Although periapical radiolucencies of inflammatory origin (PRIOs) [6] are the most frequent lesions that present in dentistry there are many other lesions that should be considered first. The text will follow the flowchart in Fig. 1 by first addressing those lesions likely of systemic origin.
Multiple lesions within the jaw bones
Figure 1 begins at the very top with multiple discrete lesions. Such lesions are generally underpinned by a systemic disease process, and thus caution the primary care dentist, particularly those in general or family dentistry’ that the treatment they deliver will be limited in scope and that the patient may need to be considered for referral to an appropriate specialist. Osteoporosis is generally osteolytic, and therefore, the jaws present radiologically more translucent. Although the OSTEODENT index predicts probability of a hip fracture caused by osteoporosis derived in part from a panoramic radiograph prospective trials are needed to confirm this finding and to determine its practicability in clinical dental practice [7].
Lesions may create changes in the jaws from outside or within the jaws. Scleroderma is an important example of the former resulting in the disappearance of the normal anatomical elements of the mandible, such the condylar and coronoid processes, angles, and parts of the ramus (Fig. 2a) [2]. Although most other changes are radiolucencies, the malignant transformation in the polyposis coli of Gardner’s syndrome may be preceded by multiple osteomas in the jaws and other facial bones (Fig. 2b, c) [5].

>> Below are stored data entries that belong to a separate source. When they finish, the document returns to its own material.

PR #13481, opened 2025-01-09
docs: create a merged changelog

OrKoN:
Create a combine changelog for puppeteer + puppeteer-core for each release as changed in puppeteer-core are often very relevant for puppeteer users as well.

### DIFF
--- a/tools/merge-changelogs.ts
+++ b/tools/merge-changelogs.ts
@@ -1,0 +1,109 @@
+/**
+ * @license
+ * Copyright 2025 Google Inc.
+ * SPDX-License-Identifier: Apache-2.0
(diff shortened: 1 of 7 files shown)


tools/merge-changelogs.ts
```diff
@@ -0,0 +1,107 @@
+/**
+ * @license
+ * Copyright 2023 Google Inc.
```
sadym-chromium: is the file copies from somewhere?

OrKoN: Nope, I am living in 2023.

sadym-chromium (approved):

PR #13488, opened 2025-01-10
ci: fix publish job

OrKoN:
Build requires Node v22.


OrKoN:
To-be-reviewed: cc @sadym-chromium 

I will land this to unblock the release.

Multiple radiolucencies particularly in the young may prompt consideration of cherubism (Fig. 3a) and multiple keratocystic odontogenic cysts (KCOT; also called ‘odontogenic keratocysts’), suggestive of nevoid basal cell carcinoma syndrome (NBCCS; formerly called ‘Gorlin–Goltz syndrome’) (Fig. 3b–d) [8, 9]. This syndrome requires multi-disciplinary management, embracing many dental and medical specialties. Another cause is cherubism (Fig. 3a) [10]. Although the cherubism proband classically presents with bilateral and bimaxillary multilocular radiolucencies mainly in the posterior sextants, other family members of the proband upon investigation frequently present with atypical lesions, such as radiolucencies in the midline of the mandible [6]. The lesions in cherubism can cause ocular and respiratory problems, generally in the early stages. The latter is due to obstruction of the airway resulting from a backward displacement of the tongue or to an obstruction of the nasal passages. Lymphadenopathy may also occur in the early stages [10].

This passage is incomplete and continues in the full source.